## Aim of the exercise
Lines that include "opened" make up the answer; copy all of them from the data below.
◇ ◇ ◇ ◇ ◇
PR #2110, opened 2018-08-14
Joisey

yakra:
nj.i080;I-80_U;;;LABEL_SELFREF;


yakra:
I'll bundle this with some *canabs* FPs in another branch instead.

yakra:
Derp. No I won't. Those are all VISIBLE_DISTANCE; no need to add to FP list.
This pull request is back on/

PR #2130, opened 2018-08-19
Utah updates/datacheck fixes 2018-08-19

Duke87ofST:


jteresco:
@Duke87ofST Let's get you set up to be able to run the datacheck before pull requests to avoid failed updates.

PR #5131, opened 2021-09-23
Initial jpnh submission

denishanson:
System files and minato (port) national highways wpt files for the **jpnh** Japan National Highway system. Minato highways are very short national highways that connect seaports/airports to other national highways.


denishanson:
Verified using the data verification shell script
◇ ◇ ◇ ◇ ◇
## Solution to this exercise
PR #2110, opened 2018-08-14
PR #2130, opened 2018-08-19
PR #5131, opened 2021-09-23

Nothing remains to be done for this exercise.